The emphasis of the article is laid on the partially observable and diagnosable systems for which the problems of observability and diagnosability cannot be solved unambiguously. The second difference to the previous literature is that the article deals with stochastic automata rather than with nondeterministic automata. For these automata the probability distribution over the set of automata states can be determined so that “highly probable” states can be distinguished from “less probable” ones.
A discrete-event system is considered as a stochastic automaton (SA). According to R. Bukharaev [Theorie der stochastischen Automaten (Stuttgart: B. G. Teubner) (1995)], a SA is described by inputs \(v(k)\), outputs \(w(k)\), internal states \(z(k)\) and a behavioural relation function \[ L(z',w| z,v)=\text{Prob}(z(k+1)=z',w(k)=w| z(k)=z,v(k)=v), \] where \(z,z' \in N_z\), \(w \in N_w\), \(v \in N_v\), \(k=0,1,2,\dots\), and \(N_v\), \(N_w\), \(N_z\) are finite sets. The conditional probabilities \(L(z',w| z,v)\) are assumed to be known and do not depend on \(k\).
The state observation problem for initial and current states of SAs is connected with the supervisory control theory developed by P. J. Ramadge and W. M. Wonham [Proc. IEEE 77, 81–98 (1989)]. It is assumed that a prior probability distribution of the initial state \(z(0)\) and input/output sequences \(v(0),\dots,v(k)/ w(0),\dots,w(k)\) are given. The authors define a consistent input/output pair by the condition that the output sequence can occur with a non-vanishing probability in response to an input sequence. For consistent sequences the accurate expressions of the a-posteriori probability distributions of the initial state \(z(0)\) and the current state \(z(k)\) of an automaton are obtained. A solution to the current state observation problem, i.e. the a-posteriori distribution of \(z(k)\), is given as a recursive solution as well.

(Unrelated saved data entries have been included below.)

PR #283, opened 2024-10-21
[feat] Implement adding new leaves to the stump #267

### LINKED ISSUE #267: [feat] Implement adding new leaves to the stump
**Context**

The Bitcoin UTXO (unspent transaction output) set is very large (hundreds of millions) and it's not feasible to maintain it in the client, especially given that we operate in a zkVM with strict memory constaints. Instead, we only store a commitment to this set, in particular the Utreexo accumulator. Given this commitment + UTXO subset (required to validate given block) + inclusion proof it's possible to verify that particular UTXOs do belong to the set.

We aim to be compliant with the production implementation of Utreexo which is a bit different from the original version proposed in the paper https://eprint.iacr.org/2019/611.pdf.

Reference implementations include:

The problem of stochastic observability is connected with results of C. M. Özveren and A. S. Willsky [IEEE Trans. Autom. Control 35, 797–806 (1990; Zbl 0709.68030)]. It is based on a definition of a stochastically unobservable automaton as having a behavioural relation function \[ L(z',w| z,v)=F(z'| z,v) \cdot G(w| v), \] for all \(z,z' \in N_z\), \(w \in N_w\), \(v \in N_v\). So, the knowledge of the output sequence \(w(0),\dots,w(k)\) of an unobservable automaton in addition to the known input sequence \(v(0),\dots,v(k)\) does not influence the knowledge of the probability distribution of the states \(z(0),\dots,z(k)\). An interesting next step is the definition of subsets of stochastically unobservable states. An automaton is unobservable while it remains within such a subset. At last, an automaton is defined to be stochastically observable if there does not exist any subset of stochastically unobservable states. So, the knowledge of the output sequence of an observable automaton allows us to improve the knowledge of its states. A solution to the problem of observability in the considered statement is given.

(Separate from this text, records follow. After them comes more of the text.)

PR #289, opened 2024-10-31
Mk/relative locktime

### LINKED ISSUE #285: [bug] Relative locktime is not respected
Multiple relative locktime issues:
- Relative time-based lock error on `tests/data/full_629999.json`: `Relative time-based lock time is not respected: current MTP 1589221014, outpoint MTP 1587390546, lock time 33553920 seconds`
- Relative block-based lock error on `tests/data/full_839999.json`: `Relative block-based lock time is not respected: current height 840000, outpoint height 839999, lock time 45539 blocks`

Fixups:
- `compute_and_validate_tx_data` has to use both block time and MTP (of the prev block), block time for relative locktime validation, MTP is used to initialize outpoints

Troubleshooting:
- Use https://blastapi.io/public-api/bitcoin to check what is the outpoint MTP (it should be mediantime of the block **prior** to the block containing that output) and is it the same in our test data

Hints:
- Use patched scarb to run large blocks: `cargo install --git https://github.com/m-kus/scarb --rev 514a08a97302b67a6278c0b2dbd0a0b4a57ef00d scarb-cairo-run` (also rename the original scarb-cairo-run binary to avoid conflicts)

maciejka:
- [x] resolves #285

### DIFF
--- a/packages/consensus/src/validation/transaction.cairo
+++ b/packages/consensus/src/validation/transaction.cairo
@@ -48,7 +48,7 @@ pub fn validate_transaction(
                 }
             }
 
-            if !is_input_final(*input.sequence) {
+            if *tx.version >= 2 && !is_input_final(*input.sequence) {
                 inner_result = validate_relative_locktime(input, block_height, median_time_past);
                 if inner_result.is_err() {
                     break;
--- a/packages/consensus/src/validation/transaction.cairo
+++ b/packages/consensus/src/validation/transaction.cairo
@@ -14,7 +14,7 @@ const MAX_SCRIPT_SIZE: u32 = 10000;
 ///
 /// This does not include script checks and outpoint inclusion verification.
 pub fn validate_transaction(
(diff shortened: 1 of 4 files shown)


packages/consensus/src/validation/transaction.cairo
```diff
@@ -48,7 +53,7 @@ pub fn validate_transaction(
                 }
             }
 
-            if !is_input_final(*input.sequence) {
+            if *tx.version >= 2 && !is_input_final(*input.sequence) {
```
maciejka, line 56: #285 seems to be caused by the fact that tx version is set to 1, while sequence field seems to indicate timelock:
image
@m-kus wdyt?

m-kus (approved):

packages/consensus/src/validation/transaction.cairo
maciejka: I wonder what is the point of setting sequence to a non zero value if version < 2?

PR #294, opened 2024-11-05
fix: skip coinbase

maciejka:
Skip coinbase transaction when verifying scripts.


m-kus (approved):
We could get rid of the slice if validate_script was called inside the main transaction validation loop :)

The diagnostic problem was the subject of only a few papers in the past, e.g. F. Lin [Discrete Event Dyn. Syst. 4, 197–212 (1994; Zbl 0800.93030)]. In the present article it is reduced to the state observation problem by introduction of an additional state \(f(k)\) that describes a current fault of the system and belongs to a finite set \(N_f\). The behavioural relation \(L_f(z',f',w| z,f,v)\) is assumed to be known and satisfies some restrictions on the joint behaviour of \(z(k)\) and \(v(k)\). A solution to the diagnostic problem in the considered statement is given. Results are illustrated by an example of diagnostic of a two-tank system with a leakage.